▶ **Information given**
PR #1398, opened 2024-05-03
Add LLLater class to manage time-delayed tasks.

nat-goodspeed:
The big idea is to reduce the number of per-tick callbacks asking, "Is it time
yet? Is it time yet?" LLEventTimer and LLEventTimeout have historically used that tactic.

LLLater presents doAtTime(LLDate), with doAfterInterval() and doPeriodically()
methods implemented using doAtTime(). All return timer handles. The free functions
doAfterInterval() and doPeriodically() now forward to the corresponding
LLLater methods.

LLLater also presents isRunning(handle) and cancel(handle).

LLLater borrows the tactic of LLEventTimer: while there's at least one running
timer, it registers an LLCallbackList tick() callback to service ready timers.
But instead of looping over all of them asking, "Are you ready?" it keeps them
in a priority queue ordered by desired timestamp, and only touches those whose
timestamp has been reached. Also, it honors a maximum time slice: once the first
of the ready timers have exceeded the time limit, it defers processing other
ready timers to the next tick() call. The intent is to consume fewer cycles
per tick() call, both by the management machinery and the timers themselves.

Revamp LLCallbackList to accept C++ callables in addition to (classic C
function pointer, void*) pairs. Make addFunction() return a handle (different
than LLLater handles) that can be passed to a new deleteFunction() overload,
since std::function instances can't be compared for equality.

In fact, implement LLCallbackList using boost::signals2::signal, which provides
almost exactly what we want.

LLCallbackList continues to accept (function pointer, void*) pairs, but now
we store a lambda that calls the function pointer with that void*. It takes
less horsing around to create a C++ callable from a (function pointer, void*)
pair than the other way around. For containsFunction() and deleteFunction(),
such pairs are the keys for a lookup table whose values are handles.

Instead of having a static global LLCallbackList gIdleCallbacks, make
LLCallbackList an LLSingleton to guarantee initialization. For backwards
compatibility, gIdleCallbacks is now a macro for LLCallbackList::instance().

Move doOnIdleOneTime() and doOnIdleRepeating() functions to LLCallbackList
methods, but for backwards compatibility continue providing free functions.

Reimplement LLEventTimer using LLLater::doPeriodically(). One implication is
that LLEventTimer need no longer be derived from LLInstanceTracker, which we
used to iterate over all instances every tick. Give it start() and stop()
methods, since some subclasses (e.g. LLFlashTimer) used to call its member
LLTimer's start() and stop(). Remove updateClass():
LLCallbackList::callFunctions() now takes care of that.

Remove LLToastLifeTimer::start() and stop(), since LLEventTimer now provides
those.

While at it, make LLEventTimer::tick() return bool instead of BOOL, and change
existing overrides.

Make LLApp::stepFrame() call LLCallbackList::callFunctions() instead of
LLEventTimer::updateClass().

We could have refactored LLEventTimer to use the mechanism now built into
LLLater, but frankly the LLEventTimer API is rather clumsy. You MUST derive a
subclass and override tick(), and you must instantiate your subclass on the
heap because, when your tick() override returns false, LLEventTimer deletes
its subclass instance. The LLLater API is simpler to use, and LLEventTimer is
much simplified by using it.

Merge lleventfilter.h's LLEventTimeoutBase into LLEventTimeout, and likewise
merge LLEventThrottleBase into LLEventThrottle. The separation was for
testability, but now that they're no longer based on LLTimer, it becomes
harder to use dummy time for testing. Temporarily skip tests based on
LLEventTimeoutBase and LLEventThrottleBase.

Instead of listening for LLEventPump("mainloop") ticks and using LLTimer,
LLEventTimeout now uses LLLater::doAfterInterval(). Instead of LLTimer and
LLEventTimeout, LLEventThrottle likewise now uses LLLater::doAfterInterval().

Replace a couple local LLEventTimeout pre-lambda functor classes with lambdas.

Make LLMainThreadTask use the "mainloop" WorkQueue instead of LLEventTimer.

Dignify F64 with a new typedef LLDate::timestamp. LLDate heavily depends on
that as its base time representation, but there are those who question use of
floating-point for time. This is a step towards insulating us from future
changes.


indra/llcommon/llcallbacklist.h
```diff
@@ -27,53 +27,248 @@
...
+inline
+LLCallbackList::handle_t doOnIdleRepeating(bool_func_t callable)
+{
+    return gIdleCallbacks.doOnIdleRepeating(callable);
+}
+
+/*****************************************************************************
+*   LLLater: callbacks at some future time
+*****************************************************************************/
+class LLLater: public LLSingleton<LLLater>
```
Nicky-D, line 106: I'm really not a fan of this name.
For once: L-L-L-ater. How man L can we stuff in there? YES!

Also it is very unspecific. For the periodic calls it is close to wrong. As they are not strictly called later, but at internals.

Maybe ScheduleFunction? Or split the periodic and one shot functions into "InvokeLater" and "InvokePeriodically"?

(I'm bad at naming too!)

indra/llcommon/llcallbacklist.h
```diff
@@ -27,53 +27,248 @@
...
+
+public:
+    // If tasks that come ready during a given tick() take longer than this,
+    // defer any subsequent ready tasks to a future tick() call.
+    static constexpr F32 TIMESLICE{ 0.005f };
+
+    class handle_t
+    {
+    private:
+        friend class LLLater;
```
Nicky-D, line 149: Friends are good to have in life. But why does handle_t need friendship and not a strict business relationship of having to call `handle_t( value )` and a new `token_t getToken() const` method?

indra/llcommon/llcallbacklist.h
```diff
@@ -27,53 +27,248 @@
...
+        token_t token;
+    public:
+        handle_t(token_t token=0): token(token) {}
+        bool operator==(const handle_t& rhs) const { return this->token == rhs.token; }
+        explicit operator bool() const { return bool(token); }
+        bool operator!() const { return ! bool(*this); }
+    };
 
+    // Call a given callable once at specified timestamp.
+    handle_t doAtTime(nullary_func_t callable, LLDate::timestamp time);
```
Nicky-D, line 159: I propose "scheduleAt"

indra/llcommon/llcallbacklist.h
```diff
@@ -27,53 +27,248 @@
...
+
+    // Call a given callable once after specified interval.
+    handle_t doAfterInterval(nullary_func_t callable, F32 seconds);
```
Nicky-D, line 162: Here I'd propose `scheduleAfter`

Plus create a new type `seconds`. [strong type iz strong!](https://www.fluentcpp.com/2016/12/08/strong-types-for-strong-interfaces/)

This comes with the downside of making it impossible to mix F32 and seconds at will, but with the upside that they cannot just be mixed and misinterpreted

indra/llcommon/llcallbacklist.h
```diff
@@ -27,53 +27,248 @@
...
+
+    // Call a given callable every specified number of seconds, until it returns true.
+    handle_t doPeriodically(bool_func_t callable, F32 seconds);
```
Nicky-D, line 165: In lieu `schedulePeriodically( ..., tSeconds seconds )`

indra/llcommon/llcallbacklist.h
```diff
@@ -27,53 +27,248 @@
...
+
+    // test whether specified handle is still live
+    bool isRunning(handle_t timer) const;
```
Nicky-D, line 168: To me `isRunning` would mean "right now this function runs". I am pretty sure this is not what this method is about to return. `isScheduled` maybe?

indra/llcommon/llcallbacklist.h
```diff
@@ -27,53 +27,248 @@
...
+    // check remaining time
+    F32 getRemaining(handle_t timer) const;
```
Nicky-D, line 170: Here is a good example why I am musing about a specific `seconds` type. `getRemaning` what? Also it is not obvious what this means:
- remaining units till this handle executes?
- remaining units till this handle finishes execution?
- remaining execution counts?

indra/llcommon/llcallbacklist.h
```diff
@@ -27,53 +27,248 @@
...
+
+    // Cancel a future timer set by doAtTime(), doAfterInterval(), doPeriodically().
+    // Return true iff the handle corresponds to a live timer.
```
Nicky-D, line 173: `iff` > `if` I guess

indra/llcommon/llcallbacklist.h
```diff
@@ -27,53 +27,248 @@
...
+    // cancel again.
+    bool cancel(handle_t& timer);
+
+    // Store a handle_t returned by doAtTime(), doAfterInterval() or
+    // doPeriodically() in a temp_handle_t to cancel() automatically on
+    // destruction of the temp_handle_t.
+    class temp_handle_t
+    {
+    public:
+        temp_handle_t() {}
```
Nicky-D, line 185: is `temp_handle_t() = default` an option?

indra/llcommon/llcallbacklist.h
```diff
@@ -27,53 +27,248 @@
...
+    HandleMap mHandles;
+    token_t mToken{ 0 };
+    // While mQueue is non-empty, register for regular callbacks.
+    LLCallbackList::temp_handle_t mLive;
+
+    struct Periodic;
+
+    // internal implementation for doAtTime()
+    HandleMap::iterator doAtTime1(LLDate::timestamp time);
+    handle_t doAtTime2(nullary_func_t callable, HandleMap::iterator iter);
```
Nicky-D, line 256: I'm not sure why we need doAtTime1/2 here, when the compiler is perfectly capable to distinguish them by their arguments. 

Also
- `dotAtTime1` would be in lieu of my suggestion of using `schedule... `
- `doAtTime2 suddenly decides to be totally different, while all previous methods prefixed with doAt accepted some sort of interval or time, now there is an iterator passed.
-

indra/llcommon/llcallbacklist.h
nat-goodspeed: The intention of `handle_t` is to be completely opaque to consumers of `LLLater`. `token_t` is meant to be an internal-only implementation detail, because it might change.

indra/llcommon/llcallbacklist.h
nat-goodspeed: I like that, yes. The names were chosen to be consistent with the existing free functions [`doAfterInterval()` and `doPeriodically()`](https://github.com/secondlife/viewer/blob/main/indra/llcommon/llcallbacklist.h#L71-L75).

indra/llcommon/llcallbacklist.h
nat-goodspeed: The function I'm trying to emulate here is [`F32SecondsImplicit getRemainingTimeF32()`](https://github.com/secondlife/viewer/blob/main/indra/llcommon/lltimer.h#L100). I just think that's an awkwardly long name. I grant that `getRemainingSecondsF32()` would be even clearer, but it's even longer.

Again, the name is based on the idea that a `handle_t` references a timer, and it returns the time until that timer is supposed to fire. What the callback chooses to do at that point is up to the callback.

The second bullet isn't a reasonable interpretation. Even with reflection this class can't know how long until the callback finishes running: you run smack into The Halting Problem.

Since a `doPeriodically()` callback's `bool` return determines whether it will be called again in future, similar remarks apply to the third bullet.

indra/llcommon/llcallbacklist.h
nat-goodspeed: Should I instead have appended "else `false`" ? That just felt redundant to me.

indra/llcommon/llcallbacklist.h
nat-goodspeed: I guess so; is that better? (Sincere question: if that somehow makes the intent clearer to a reader, please explain.)

indra/llcommon/llcallbacklist.h
Nicky-D: Err no, there is a typo "return true iff" with one f too much :)

indra/llcommon/llcallbacklist.h
Nicky-D: Hmm, tough spot. I suppose the questions being how much time it would consume to change that or if it is cheaper as in work and later maintenance to follow bad principles

indra/llcommon/llcallbacklist.h
Nicky-D: Yes, this would make more sense

indra/llcommon/llcallbacklist.h
Nicky-D: In times for auotcompletion everywhere and even AI suggesting us code (to then fix the mistakes the AI made) I'd argue a longer name to make intent clear is worth it

indra/llcommon/llcallbacklist.h
nat-goodspeed: Those internal-only names are because, to implement `doPeriodically()`, I found it necessary to split the original implementation of `doAtTime()` into two other methods. They literally mean "first steps of `doAtTime()`," "second steps of `doAtTime()`."

But it looks like I'm going to have to refactor all that anyway.

indra/llcommon/llcallbacklist.h
Nicky-D: considering the other ctors and operator= are removed via `=delete` at the least I say it is consistent.

indra/llcommon/llcallbacklist.h
nat-goodspeed: Specifically, I want to make it as painless as possible for other maintainers to say, "Hmm, you know, this `LLEventTimer` subclass is way too much boilerplate for this simple use case" and drop in `LL::Timers` (or whatever) instead.

indra/llcommon/llcallbacklist.h
nat-goodspeed: Oh! I was using what I thought was a common abbreviation for "if and only if." Sorry!

maxim-productengine (approved):
Looks good. Let's test it.

marchcat (approved):

indra/llcommon/llcallbacklist.cpp
```diff
@@ -45,186 +44,343 @@ LLCallbackList::~LLCallbackList()
...
-void doPeriodically(bool_func_t callable, F32 seconds)
+bool Timers::tick()
 {
-	new BoolFuncEventTimer(callable, seconds);
+    // Fetch current time only on entry, even though running some mQueue task
+    // may take long enough that the next one after would become ready. We're
+    // sharing this thread with everything else, and there's a risk we might
+    // starve it if we have a sequence of tasks that take nontrivial time.
+    auto now{ LLDate::now().secondsSinceEpoch() };
+    auto cutoff{ now + TIMESLICE };
```
akleshchev, line 305: I suggest exposing this to callbacks/Timers in some fassion. A lot of the 'onIdle' callbacks are declaring own slices. Ex: inventory search and population, which means every visible inventory panel uses own 'slice'.

Instead of making TIMESLICE constant I suggest making it dynamic. Ex: when loading bar is visible (during teleport), may be when viewer is in the background allow larger slices since fps won't matter as much.

nat-goodspeed: Interesting point. Okay. I can support runtime get/set operations, but I don't propose to make those calls in the example places you mentioned.

I'm glad you're not suggesting that LLCallbackList try to vary the timeslice depending on the nature of the tasks in the queue.

nat-goodspeed: Please see [this commit](https://github.com/secondlife/viewer/pull/1555/commits/ce9886e3d374df3017eeaeeb9e30f28343712896) on the lua-timers branch.

nat-goodspeed:
This PR has been subsumed into [this one](https://github.com/secondlife/viewer/pull/1555).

▶ **What you have to do**
Go back to the listing above. Copy word for word the lines from the one with "Nicky-D, line 256: I'm" through the one with "would be in", and nothing more.

▶ **Output for this exercise**
Nicky-D, line 256: I'm not sure why we need doAtTime1/2 here, when the compiler is perfectly capable to distinguish them by their arguments. 

Also
- `dotAtTime1` would be in lieu of my suggestion of using `schedule... `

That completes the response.